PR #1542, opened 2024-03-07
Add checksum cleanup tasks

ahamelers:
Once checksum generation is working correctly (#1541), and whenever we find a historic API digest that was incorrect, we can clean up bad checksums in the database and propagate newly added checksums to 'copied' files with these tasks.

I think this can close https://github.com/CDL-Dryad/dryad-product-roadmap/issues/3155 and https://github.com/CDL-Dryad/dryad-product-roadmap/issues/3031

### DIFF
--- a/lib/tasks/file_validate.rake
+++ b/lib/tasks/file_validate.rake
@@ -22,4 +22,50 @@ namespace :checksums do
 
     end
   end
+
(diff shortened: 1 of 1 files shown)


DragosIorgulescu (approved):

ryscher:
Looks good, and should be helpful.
# # # # # # #
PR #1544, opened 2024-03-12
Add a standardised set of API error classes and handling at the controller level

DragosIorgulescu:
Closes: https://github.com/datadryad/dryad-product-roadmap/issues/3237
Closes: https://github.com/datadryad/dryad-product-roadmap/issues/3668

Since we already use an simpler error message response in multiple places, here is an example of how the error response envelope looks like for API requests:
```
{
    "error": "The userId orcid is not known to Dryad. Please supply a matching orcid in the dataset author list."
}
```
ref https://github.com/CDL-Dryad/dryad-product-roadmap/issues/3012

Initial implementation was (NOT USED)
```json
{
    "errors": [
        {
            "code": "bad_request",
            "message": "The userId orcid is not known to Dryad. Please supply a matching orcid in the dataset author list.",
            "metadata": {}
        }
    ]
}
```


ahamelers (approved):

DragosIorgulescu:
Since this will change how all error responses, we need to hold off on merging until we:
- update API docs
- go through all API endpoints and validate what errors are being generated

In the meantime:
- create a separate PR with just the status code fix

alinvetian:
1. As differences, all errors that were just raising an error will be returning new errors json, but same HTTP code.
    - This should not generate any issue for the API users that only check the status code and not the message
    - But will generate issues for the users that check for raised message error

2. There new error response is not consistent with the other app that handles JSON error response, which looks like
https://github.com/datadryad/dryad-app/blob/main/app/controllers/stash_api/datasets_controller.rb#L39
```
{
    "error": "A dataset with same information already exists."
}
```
# # # # # # #
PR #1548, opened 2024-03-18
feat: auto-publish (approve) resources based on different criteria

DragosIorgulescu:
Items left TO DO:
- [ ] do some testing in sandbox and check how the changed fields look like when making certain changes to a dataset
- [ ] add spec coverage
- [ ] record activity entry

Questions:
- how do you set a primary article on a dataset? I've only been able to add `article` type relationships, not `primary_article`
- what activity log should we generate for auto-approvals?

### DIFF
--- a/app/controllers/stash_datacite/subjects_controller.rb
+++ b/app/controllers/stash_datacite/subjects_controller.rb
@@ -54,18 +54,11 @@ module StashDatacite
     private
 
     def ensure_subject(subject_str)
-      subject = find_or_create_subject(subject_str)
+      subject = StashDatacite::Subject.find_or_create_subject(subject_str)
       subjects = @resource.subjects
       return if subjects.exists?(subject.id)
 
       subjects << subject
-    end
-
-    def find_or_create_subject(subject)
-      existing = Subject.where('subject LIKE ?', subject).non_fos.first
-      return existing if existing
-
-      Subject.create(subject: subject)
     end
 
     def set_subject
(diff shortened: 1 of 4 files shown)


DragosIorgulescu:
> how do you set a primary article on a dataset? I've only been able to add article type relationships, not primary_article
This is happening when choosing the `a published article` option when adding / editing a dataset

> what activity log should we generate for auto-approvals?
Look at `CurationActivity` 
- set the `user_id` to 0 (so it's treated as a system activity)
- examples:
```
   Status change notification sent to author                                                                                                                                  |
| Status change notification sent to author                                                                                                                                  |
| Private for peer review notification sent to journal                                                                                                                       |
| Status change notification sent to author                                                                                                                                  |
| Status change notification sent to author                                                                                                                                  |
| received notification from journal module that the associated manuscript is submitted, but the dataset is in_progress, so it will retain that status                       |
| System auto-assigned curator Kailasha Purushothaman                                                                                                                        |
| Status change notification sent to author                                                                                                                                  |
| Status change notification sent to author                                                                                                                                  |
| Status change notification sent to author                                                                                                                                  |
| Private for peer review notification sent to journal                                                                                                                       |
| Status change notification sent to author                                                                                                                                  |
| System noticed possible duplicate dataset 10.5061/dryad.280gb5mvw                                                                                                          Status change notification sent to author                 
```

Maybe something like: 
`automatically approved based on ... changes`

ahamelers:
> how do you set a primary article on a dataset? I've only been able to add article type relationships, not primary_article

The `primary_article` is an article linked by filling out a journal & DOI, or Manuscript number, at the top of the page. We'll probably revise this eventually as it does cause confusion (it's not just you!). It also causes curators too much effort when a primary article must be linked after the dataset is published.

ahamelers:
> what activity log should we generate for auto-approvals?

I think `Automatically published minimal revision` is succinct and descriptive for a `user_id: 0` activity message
# # # # # # #
=== Task requirements ===
Among the records above, a stretch begins at the line containing "PR #1542, opened 2024-03-07" and ends at the line containing "Looks good, and should be helpful.". Restate that stretch word for word, and nothing else.

=== Solved problem ===
PR #1542, opened 2024-03-07
Add checksum cleanup tasks

ahamelers:
Once checksum generation is working correctly (#1541), and whenever we find a historic API digest that was incorrect, we can clean up bad checksums in the database and propagate newly added checksums to 'copied' files with these tasks.

I think this can close https://github.com/CDL-Dryad/dryad-product-roadmap/issues/3155 and https://github.com/CDL-Dryad/dryad-product-roadmap/issues/3031

### DIFF
--- a/lib/tasks/file_validate.rake
+++ b/lib/tasks/file_validate.rake
@@ -22,4 +22,50 @@ namespace :checksums do
 
     end
   end
+
(diff shortened: 1 of 1 files shown)


DragosIorgulescu (approved):

ryscher:
Looks good, and should be helpful.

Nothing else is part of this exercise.